## Input
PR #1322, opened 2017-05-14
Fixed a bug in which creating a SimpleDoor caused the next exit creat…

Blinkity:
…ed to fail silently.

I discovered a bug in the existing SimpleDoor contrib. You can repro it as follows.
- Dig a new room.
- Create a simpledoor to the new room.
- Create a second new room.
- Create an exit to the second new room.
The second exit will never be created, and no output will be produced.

==

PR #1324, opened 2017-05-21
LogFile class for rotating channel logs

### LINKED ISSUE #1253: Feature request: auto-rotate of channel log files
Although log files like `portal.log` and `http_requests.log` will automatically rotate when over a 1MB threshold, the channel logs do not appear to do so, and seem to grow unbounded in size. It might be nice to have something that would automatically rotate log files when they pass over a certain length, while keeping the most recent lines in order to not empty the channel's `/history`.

## Task to complete
Using the listing above, show each line holding the string "second".

## Result of this exercise
- Create a second new room.
- Create an exit to the second new room.
The second exit will never be created, and no output will be produced.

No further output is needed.